During the biofilm development process, bacterial cells may detach from the biofilm into the surrounding fluid. The key question in relation to detachment from bacterial biofilm is the mechanical response to hydrodynamic forces. In this study, a Finite Volume Method (FVM) based Fluid-Structure Interaction (FSI) solver in OpenFOAM package has been developed to model the biofilm response to flow [1]. Dynamic interaction was simulated between an incompressible Newtonian fluid and a bacterial biofilm described as a linear viscoelastic solid. Viscoelastic response of the biofilm was represented by the hereditary integral form of constitutive relation [2] while tensile relaxation modulus was expressed by the Generalised Maxwell Model (GMM) in the form of Prony series (a discrete retardation spectrum).
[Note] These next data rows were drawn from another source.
PR #334, opened 2017-01-27
Document effect of partitions on management API/UI

### LINKED ISSUE #333: Document effects of network partitions on the management API/IU

kjnilsson:
Fixes #333

### DIFF
--- a/site/nettick.xml
+++ b/site/nettick.xml
@@ -91,5 +91,16 @@ node rabbit@cordelia down: net_tick_timeout
     ].</pre>
       </p>
     </doc:section>
+    <doc:section name="net-tick-frequency">
+      <doc:heading>Management API</doc:heading>
+      <p>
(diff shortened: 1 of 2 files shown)


site/nettick.xml
```diff
@@ -91,5 +91,16 @@ node rabbit@cordelia down: net_tick_timeout
     ].</pre>
       </p>
     </doc:section>
+    <doc:section name="net-tick-frequency">
+      <doc:heading>Management API</doc:heading>
```
michaelklishin: We don't really use the term "management API" much. Either "management UI" or "HTTP API". I suggest using the latter with a link to `/management.html`.

michaelklishin:
This should probably be based on `stable`. I'd also recommend adding a section to `/management.html` that links to the net tick guide.

kjnilsson:
Thanks. Updated.

PR #339, opened 2017-02-21
fix documentation to show that the default number of async threads is 64

komuW:
**What has changed:**

- updated documentation to reflect the fact that the default number of async threads is now 64 (as opposed to 30)

**Why**

- The default number of async threads was bumped to 64 from 30 in this pull requests;       

1. https://github.com/rabbitmq/rabbitmq-server/pull/212 
2. https://github.com/rabbitmq/rabbitmq-server/pull/704


michaelklishin:
Thank you.

komuW:
you are welcome

PR #1803, opened 2024-02-22
replace &lt; with <

bigzooooz:
since direct copy/paste would result in `Syntax error: "&" unexpected`, I suggest updating the codes in docs


michaelklishin:
In the previous version of the site (that is, what we had between 2007 and literally yesterday), the escape sequences were necessary.

Thanks, it's a good catch.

GMM was obtained from the rheometry creep experimental data using a three-step method proposed by Dooling et al. [3]. The creep curves were all viscoelastic in nature and approximated by a linear viscoelastic model represented by Generalised Voigt Model (GVM). Elastic shear modulus (G), obtained from the three-step method, ranged from 583Pa to 1368Pa which were similar to the previous rheometry studies. In this two-dimensional model, biofilm was considered as semi-hemispherical shape (thickness of 100μm and width of 346μm) attached to the center of the bottom boundary of the square cross-section flow cell. Fluid flow through the flow cell was in laminar regime. Simulation results predicted the potential site for biofilm detachment subjected to increasing fluid flow rate through the flow cell.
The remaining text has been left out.